With this protection, many persons seemed to agree with Maria Elvira Rojas, who set up her sidewalk fruit stand, as she does every day. “If I go on strike,” she said as she polished her red apples, “I don’t sell. And I have a family to feed.”

Wherever crowds formed, as at the market area known as La Victoria, police arrested hundreds of people. Those detained were forced into city dump trucks under police guard and taken to detention centers. By noon, the city’s bullfighting ring was full of prisoners squatting in the sun under guard.
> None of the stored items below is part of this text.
Issue #4690, opened 2021-03-15
Clarify logic for frontend build trigger


mchelen-gov:
## Acceptance Criteria
- [ ] 👀 **Needs design review** because the work involves changes to labels or other design elements 
- [ ] 🙈 Can be implemented without consulting design team members
- [ ] Testable_Outcome_X
- [ ] Testable_Outcome_Y
- [ ] Testable_Outcome_Z

indytechcook:
@mchelen we have some tests already, what sort of tests were you talking about?

mchelen-gov:
@indytechcook oops i meant to update the title, mainly the goal was to refactor this a bit for readability and wanted to make sure it wasn't breaking anything

PR #4698, opened 2021-03-15
clarify frontend build conditional logic

mchelen-gov:
## Description

See https://github.com/department-of-veterans-affairs/va.gov-cms/issues/4690

## QA steps

1. Do this
1. Then that
- [ ] This
- [ ] That
- [ ] The other thing

### Definition of Done

### Select Team for PR review

- [ ] `Core Application Team`
- [ ] `Product Support Team`

- [ ] `DO NOT MERGE`

- [ ] `Needs PO review`


swirtSJW (approved):
Works for  me.

swirtSJW:
We could uses some QA steps to make sure this change works.
image

indytechcook (approved):
Tests? :)

mchelen-gov:
@swirtSJW @indytechcook that gets to my question about automated test coverage. looking at this feature for example, is it covered by Cypress, PHPUnit, Behat, etc?

ndouglas:
@mchelen I just started work on some PHPUnit kernel tests for this.  I don't believe there are any existing tests covering this class, though there are some for related classes and systems.

Part of the issue, I think, is that ~90% of the logic of this class is dealing with the complexity of nodes.  And not just that Node is complicated, and that all of its components are complicated, but that some of those complications (like `$node->original`) aren't really that OOP-friendly, aren't declared in NodeInterface, etc.  And that makes static analysis hard, and mocking hard, and then we have to use actual Node objects and that makes it slow and costly and tedious to write automated tests and then to execute those tests.

I think this is an interesting case... the code is solid and we know it works, but because of Drupal's IMHO incomplete commitment to OOP there are some gaps that make further improvement for testability a bit expensive and require refactoring.

In the interests of full disclosure, though, my first OOP language was Objective-C and I still find myself approaching solutions to problems through the lens of how I would approach them in ObjC, even though those same solutions wouldn't necessarily work in PHP.  For instance in Objective-C I could add a category on the Node class that would contain a method `-(bool)shouldTriggerFrontendBuild` that could cleanly encapsulate a lot of this logic and remove it from this class entirely.  Doing the same with a trait in PHP won't work (or won't work without reflection and other things I'd rather not consider).  

So then what, a service in `va_gov_build_trigger` to separate out the business logic associated with nodes?  Maybe another one to ease some of these operations (like dealing with changed fields) on nodes?

Asking honestly, because I feel like this is a place where I'm definitely lacking some insight into the best solution to this sort of problem.  I have in the past created substantial collections of services to encapsulate this sort of logic.  And it works -- I write a class, I write some unit tests, the tests pass (and quickly!), the class works, and I sleep better.  But I do question whether I took the best approach, particularly when I have to say "yeah, I took your class full of solid, known-working code and turned it into three classes and three test classes."  Maybe there's a better solution that involves adding just a trait.  Or maybe I'm missing some insight into testing that would make the existing class cleanly testable with no refactoring at all.

**TL;DR**: On an intellectual level I find testing, testability, and software design very interesting.  On a doughy-manboy-with-expensive-hobbies level, I'd like to be good at my job, so pls enlighten me.

mchelen-gov:
@ndouglas hmm that's a really good question, i'm not sure about the best practice for unit testing a class like this. splitting out `triggerFrontendBuildFromContentSave()` into a function that doesn't use `$this` seems fine for that particular function, but it doesn't really address the challenges with testing the class as a whole.

where exactly is the pain point in this case with mocking the constructor parameters, instantiating the class, and testing the behavior of public functions? i know some objects may use other drupal services but i'm not sure if that is occurring in this particular case

ndouglas:
>where exactly is the pain point in this case with mocking the constructor parameters, instantiating the class, and testing the behavior of public functions?

Nah, it's not about the services.  Mocking services is easy.  I've mocked them hundreds or thousands of times.  They adhere to an interface, by convention.  Node?  Node annihilates conventions.  It's Legionnaires' Disease in code form.

Dig this:

Screen Shot 2021-03-26 at 11 36 45 AM

Again, solid code, done in the Drupal way, and we know it works.

But it relies on eldritch abominations within Drupal.  Shambling horrors, which we should consign to the outer darkness where they'll thrash amid the pounding of drums and the hideous shrieking of accursed flutes.

The Shuggoth in question:
Screen Shot 2021-03-26 at 11 42 44 AM

Swirt knows what it is, I know what it is, you know what it is.  But static analysis can't know what it is because it's not declared in the [Interface](https://api.drupal.org/api/drupal/core%21modules%21node%21src%21NodeInterface.php/interface/NodeInterface/9.0.x) or even the [Class](https://api.drupal.org/api/drupal/core%21modules%21node%21src%21Entity%21Node.php/class/Node/9.2.x)!  (btw see John Carpenter's _In the Mouth of Madness_ (1994) for a _roman à clef_ of the typical progression of a Drupal developer's career.)

The function _says_ it operates on NodeInterface.  But it _lies_.  PHPStan would be appalled, as it should be.  And if we create a mock NodeInterface object in a test and pass it in, we can't cover the the full complement of test cases because the interface itself cannot represent them or fulfill the, uh, behavioral contract that a real Node object can.

And similarly, the rest of the line:
Screen Shot 2021-03-26 at 11 59 07 AM

So we'd transition to passing real Node objects instead, and that means involving fields (and again we can't just use interfaces because [FieldItemListInterface](https://api.drupal.org/api/drupal/core%21lib%21Drupal%21Core%21Field%21FieldItemListInterface.php/interface/FieldItemListInterface/9.2.x) doesn't declare a `value` property), we have to use real FieldItemLists, and real FieldItems, and a DB, and services, and this becomes a kernel test that's massively slower than a unit test.  

But that's not enough, because that doesn't model these specific content types and their specific fields, so we either have a substantial amount of setup code at the beginning of test classes:

Screen Shot 2021-03-26 at 12 31 41 PM

That's just to test one field!  Really!

Or we take the next step, which is moving to test classes that actually use the existing site as a base.  This works, is the fastest way of getting a test into the codebase, and is presumably faster than kernel tests because it doesn't involve the Drupal installation process.  But it causes issues since it's operating on the site database as deployed.

So, uh, to be clear I'm not complaining or saying this is impossible or anything like that, and I'm not taking a defensive or otherwise combative stance.  Hopefully this comes across in a positive, constructive, engaged way, because that's how I feel.  There's some issues about testing improvements assigned to me, and I wanted them, I'm enthusiastic about them, and I hope to complete them in a way that makes everyone happier and improves the project as a whole 😃 

But having developed very large projects with really high test coverage in Drupal and, comparatively, in NodeJS, I grok why we have a lot of test-less classes in this codebase and why the tests we have take forever to run.  I'm hoping I can make our testing experience more like the JS experience, which seems almost effortless and enjoyable to me, but JS really benefits from some architectural differences from PHP.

The national day of protest was called by the Communist-led labor union confederation--one of four labor confederations in Colombia--and was backed by the major guerrilla organizations that have signed a truce with the government designed to halt recurrent fighting with the military here.

The protest and strike had the support of the Communist-backed Revolutionary Armed Forces (FARC) and the M-19, both of which accepted the truce, and other more radical guerrilla groups, such as the National Liberation Army (ELN), which rejected the truce.

Sporadic Violence

The day brought sporadic acts of violence, including an ELN guerrilla attack on Caceres, a town in Antioquia department, where the mayor, two other town officials and three police officers were killed. Unidentified saboteurs placed explosive charges on electric towers south of Bogota, causing minor disruption of power supplies.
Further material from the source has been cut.